Given our primary objective of prediction and the desire for a model that is easily interpretable, we opted for a simpler model without sacrificing predictive accuracy.
Model Selection Process: To achieve this, we
employed the stepAIC function from the MASS
package, which facilitates stepwise selection based on the AIC
criterion. Both foward stepwise and backward stepwise selection were
performed. We carried out this process the model.all model,
initial model with all predictors.
A significant difference was observed between the initial model and the final model selected by the stepwise AIC procedure.

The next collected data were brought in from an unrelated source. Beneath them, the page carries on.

PR #532, opened 2016-05-12
Don't Merge: Eligibility strawperson

adelevie:


app/models/rules_factory.rb
```diff
@@ -4,10 +4,18 @@ def initialize(auction)
   end
 
   def create
+    eligibility = if auction.small_business?
```
jessieay: might feel like overkill here, but it seems like it shouldn't be the responsibility of `RulesFactory` to know about eligibility -- thoughts on creating a factory class for `Eligiblity` similar to `RulesFactory` that we can call here?

app/models/eligibilities/eight_a_stars.rb
```diff
@@ -0,0 +1,8 @@
+module Eligibility
```
jessieay: I've been namespacing on one line in this project, so `Eligiblity::EightaStars` . Not hugely different but helpful for knowing that a module is for namespacing rather than including behavior, imo

app/models/auction.rb
```diff
@@ -1,5 +1,5 @@
 class Auction < ActiveRecord::Base
-  MAX_START_PRICE = 3500
+  MICROPURCHASE_THRESHOLD = 3500
```
jessieay: much better! Yay naming 👏

jessieay:
this looks awesome, I really like the direction you're taking it!

app/models/auction.rb
harrisj: Huzzah!

app/models/auction.rb
```diff
@@ -32,12 +32,12 @@ def lowest_amount
   end
 
   def start_price_equal_to_or_less_than_max_if_not_contracting_officer
-    if user && !user.contracting_officer? && start_price > MAX_START_PRICE
+    if user && !user.contracting_officer? && start_price > MICROPURCHASE_THRESHOLD
```
harrisj: Not really specific to this feature, but are we not allowing non-CO users to create/save auctions greater than the micropurchase threshold? I thought we were just preventing them from publishing them.

app/models/place_bid.rb
```diff
@@ -65,7 +60,7 @@ def validate_bid_data
       fail UnauthorizedError, 'Bids must be in increments of one dollar'
     end
 
-    if amount > BID_LIMIT
+    if amount > auction.start_price
```
harrisj: Ooops, this is a bug we should've fixed.

app/models/rules_factory.rb
adelevie: I'm good with adding another factory.

app/models/eligibilities/eight_a_stars.rb
adelevie: I'm good with that.

app/models/auction.rb
adelevie: That's a good point ... we should clear that up with @mtorres253.

app/models/place_bid.rb
adelevie: We got lucky since no auctions started at a number different than 3,500, but yay!

adelevie:
I'm going to remove the 8 a stars stuff so this will be merge-able.

app/models/eligibilities/in_sam.rb
```diff
@@ -0,0 +1,7 @@
+module Eligibility
+  class InSam
+    def eligible?(user)
```
harrisj: I think I'd prefer to clarify eligibility in terms of actions like `user_can_bid?`

app/models/rules_factory.rb
harrisj: I agree. I think we would basically have a separate column in the database so we could indicate the auction's rules and the population available to participate in it (or the second one might be derived from looking at extant fields already in the DB). But it would be a separate factory.

Instead of calling it Eligibility, maybe we should consider some other term of art like `Pool` or `Population` or such?

app/presenters/auction_presenter.rb
```diff
@@ -151,6 +151,15 @@ def auction_rules
...
 
+  def small_business?
+    start_price > Auction::MICROPURCHASE_THRESHOLD
+  end
+
+  def eight_a_stars
+    # this could be a db column
+    true
+  end
+
```
harrisj: Following the discussion above, we would probably eliminate both of these boolean methods and instead have a factory that returns the right `Eligibility` class based on one or more conditions in the auction.

adelevie: 👍

app/models/rules_factory.rb
adelevie: I've seen `Pool` in the Agile BPA context and I don't think that's what we want here. A pool would be more of a vetted/pre-approved list of vendors for a specific purpose.

FWIW I really kind of do like eligibility. It sort of fits well with the error messages we would display to a user:

```
Only small businesses are eligible to bid on this auction.
```

What are the issues you see in it, @harrisj?

jessieay: I am fine with sticking to eligiblity for now. I am guessing another term may emerge as we learn more about different types of auctions and how their rules are set

harrisj: Oh I don't know. It just feels a bit weird since it's a relatively abstract noun and I don't know if we should be considering what the class is for (although I can only think of something ugly like `VendorGroup` and in procurement these are known as `SetAside`) or something else. Never mind me

adelevie:
closing in favor of https://github.com/18F/micropurchase/pull/558, which implements eligibilities and addresses the acceptance criteria with small biz messaging

PR #542, opened 2016-05-12
Update error msg for auction start price error

jessieay:
* Had key "start price" so read "Start price You do not have permission to publish
  auctions with a start price over $3500"
* Now just "You do not have permission to publish auctions with a start
* price over $3500"

Updated:

screen shot 2016-05-12 at 4 06 10 pm


harrisj:
LGTM. Good catch.

PR #548, opened 2016-05-13
Add Ruby version to rubocop

jessieay:
* Otherwise it doesn't know about cool Ruby 2+ things like keyword args


harrisj:
LGTM. Merging

PR #550, opened 2016-05-13
Do not check SAM on each login

jessieay:
* We already check each time DUNs is updated, why check on login?


harrisj:
To provide some context, this was implemented before we decided to have a DelayedJob and cron checking SAM.

jessieay:
@harrisj should we still do it? we could throw a delay on there. not sure if SAM status changes regularly or not

harrisj:
No, we can get rid of it. If we are doing the other mechanism, we might as well just use one. I just wanted to provide some context.

harrisj:
Looks good to me. Merging

PR #1002, opened 2016-08-03
Auto-set New Relic env vars on app load

### LINKED ISSUE #998: Fix broken deploy
updated deploy to use 18f-cli and now it is broken. Steven Reilly is working on it. Until then, deploying via Travis is broken.

Once we get it fixed, we should also add docs around how to deploy manually using new methods

jessieay:
* Closes #998
* New Relic expects env vars named `NEW_RELIC_APP_NAME` and
  `NEW_RELIC_LICENSE_KEY`
* Inspired by https://github.com/18F/discourse/blob/cloud-gov-stage/config/load_cf_env.rb


jessieay:
cc @stvnrlly -- also, I disagree with this code climate error!

stvnrlly:
Ah, I was under the impression that "environment variable" meant that it had to be set on the server itself with `export NEW_RELIC_THING=whatever` before the app launches, but this makes a lot more sense.

I don't necessarily know what I'm talking about here, but is it possible to extend `UserProvidedService` again instead of using a new approach? Something where if `ENV['NEW_RELIC_THING'` doesn't exist, `ENV['NEW_RELIC_THING'] = credentials('new-relic')['thing']`?

jessieay:
@stvnrlly as far as I know, there is not a way to create `ENV` vars in that way. New Relic will look for those values and if they are not present, it will not log data to NR for us.

One thing we could do to make this more in line with other env vars is explicitly set the values on `newrelic.yml` using a credentials class. See https://docs.newrelic.com/docs/agents/ruby-agent/installation-configuration/ruby-agent-configuration

you think that would be better?

jessieay:
@stvnrlly updated -- lmk what you think!

stvnrlly:
I like this approach! Should `app_name` in `newrelic.yml` be configured similarly?

jessieay:
@stvnrlly good call! updated at 3ec198e

adelevie:
LGTM

stvnrlly:
🚀

PR #1005, opened 2016-08-04
Refactor use of factory pattern in app

### LINKED ISSUE #997: Make factory pattern usage more consistent
See https://github.com/18F/micropurchase/pull/993#discussion_r73405681

jessieay:
* Use base class to define interface for duck types
* Consolidate presenter logic -- woo hoo!
* Closes #997


app/models/status_presenter_factory.rb
```diff
@@ -6,7 +6,7 @@ def initialize(auction)
   end
 
   def create
-    "StatusPresenter::#{status_name}".constantize.new(auction)
+    Object.const_get("StatusPresenter::#{status_name}").new(auction)
```
harrisj: Just curious, is this a Rubocop-directed change?

app/presenters/bid_status_presenter/available_user_is_admin.rb
```diff
@@ -0,0 +1,17 @@
...
+    @auction = auction
+  end
+
+  def body
+    "This auction is accepting bids until #{end_date}."
+  end
+
+  private
+
+  def end_date
```
harrisj: Do you think this would make sense to define in BidStatusPresenter::Base?

app/presenters/bid_status_presenter/future_user_is_admin.rb
```diff
@@ -0,0 +1,31 @@
...
+    "This auction is visible to the public but is not currently accepting bids.
+    It will open on #{start_date}. If you need to take it down for whatever
+    reason, press the unpublish button below. #{link}"
+  end
+
+  private
+
+  def link
+    link_to(
+      "Un-publish",
```
harrisj: I always wonder if we should put link_to or other `view` things in Presenters or try to put them up in ViewModels. It's a hard call though, since the latter often involves some sort of weird checking or stuff that belongs within the Presenter

app/presenters/bid_status_presenter/future_user_is_admin.rb
```diff
@@ -0,0 +1,31 @@
...
+      admin_auction_published_path(auction),
+      method: :patch,
+      class: 'usa-button usa-button-outline auction-button'
+    )
+  end
+
+  def start_date
```
harrisj: This could also be moved into the base potentially

harrisj:
Looks good, but I wonder if we can eliminate some of the duplication by moving some methods that are copied multiple times into different classes from the children to the `Base` parent class? What do you think about that.

app/models/status_presenter_factory.rb
jessieay: no, just trying to make this more consistent with https://github.com/18F/micropurchase/blob/develop/app/models/sam_status_presenter_factory.rb#L9

app/presenters/bid_status_presenter/future_user_is_admin.rb
jessieay: yes I thought about that! Tricky bc not used in *all* presenters but would be nice to remove duplication....

app/presenters/bid_status_presenter/future_user_is_admin.rb
jessieay: yeah one option would be to include a link partial with the button in it....what do you think?

jessieay:
@harrisj good idea! will do so shortly when I finish some of the unrelated stuff I am working on for MP

jessieay:
@harrisj made some updates at 2dd261f -- LMK what you think!

app/models/status_presenter_factory.rb
harrisj: Cool

app/presenters/bid_status_presenter/future_user_is_admin.rb
harrisj: I dunno, I will admit that neither option makes me too thrilled, so this is fine for now

harrisj:
LYK what I think: LGTM. Now just Y U SO SLOW, Travis?

harrisj:
Oh, it's Jasmine hanging. Going to just merge it because I trust it

Issue #996, opened 2016-08-03
Move copy to i18n


jessieay:
See https://github.com/18F/micropurchase/pull/993#discussion_r73394035

mtorres253:
I love this idea @jessieay and I think it would make it easier for us to adjust the copy (we won't have to bug you to do it)

mtorres253:
Maybe we should do this now before all the other status messaging stories?

jessieay:
sure we can prioritize this!

mtorres253:
Cool @jessieay It's at the top of the backlog. We can discuss at planning on monday.

mtorres253:
@jessieay is doing this in pieces, so touch base with her @harrisj and @adelevie to see if there are any pieces you want to take on

mtorres253:
This is an ongoing thing and everyone is aligned on this refactoring. When we refactor other parts of the project, we implement this. Closing this issue for now

PR #1011, opened 2016-08-05
Start to I18n-ify all the things

jessieay:
* Working my way through cucumber specs first
* Part of #996


adelevie:
LGTM :dragon_face:

PR #1020, opened 2016-08-08
Vendor messaging - Auction show page - Delivery pending

jessieay:
* Closes #924

Winning vendor, no delivery URL submitted:

screen shot 2016-08-08 at 11 20 50 am

Winning vendor, delivery URL submitted:

screen shot 2016-08-08 at 12 25 26 pm

PR #1021, opened 2016-08-08
Winning vendor delivers auction

### LINKED ISSUE #1000: Winning vendor delivers auction
As a winning vendor, I want to let 18F know when I'm done with the job, so there should be a way for me to do that via the UI

- [ ] **Scenario: Auction show page: Winning vendor marks an auction as being delivered**
- And I have won an auction
- And there is a Delivery URL for that auction
- And I am on the auction show page https://micropurchase.18f.gov/auctions/[id]
- When I click "I'm Done" in the status box
- Then the system should record that my work is ready to be evaluated
- And I should see the following messaging in the status box

> Pending acceptance
> 18F is working to determine if your pull request meets the auction’s acceptance criteria. You will receive an email once this determination is made.

- And "your pull request" should link to the Delivery URL for that auction

screen shot 2016-08-03 at 2 51 14 pm

## Notes
- What if the vendor doesn't have a payment URL yet? How do we want to handle this case?

- Status box appears in the top right hand column of the show page

screen shot 2016-08-03 at 2 53 30 pm

jessieay:
Merge AFTER https://github.com/18F/micropurchase/pull/1020
* Closes #1000 

after marking as done:

screen shot 2016-08-08 at 3 11 45 pm

### DIFF
--- a/app/models/auction.rb
+++ b/app/models/auction.rb
@@ -10,7 +10,7 @@ class Auction < ActiveRecord::Base
   has_many :bidders, through: :bids
   has_and_belongs_to_many :skills
 
-  enum result: { not_applicable: 0, accepted: 1, rejected: 2 }
+  enum result: { not_applicable: 0, accepted: 1, rejected: 2, pending_acceptance: 3 }
   enum type: { sealed_bid: 0, reverse: 1 }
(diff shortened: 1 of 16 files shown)


jessieay:
@adelevie rebased this one too

PR #1024, opened 2016-08-09
Update en.yml

mtorres253:
Adding copy to the winner email letting them know to submit their pull request and "start work" when they're ready.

Key Differences: Several predictor variables were removed after step wise selction from the initial model to create a potential final model. Notable among these are: - weathersit_2: Initially present but excluded from the final model. - mnth_4, mnth_6, mnth_8, mnth_11, mnth_7: These predictors were present in the initial model but not included in the final model.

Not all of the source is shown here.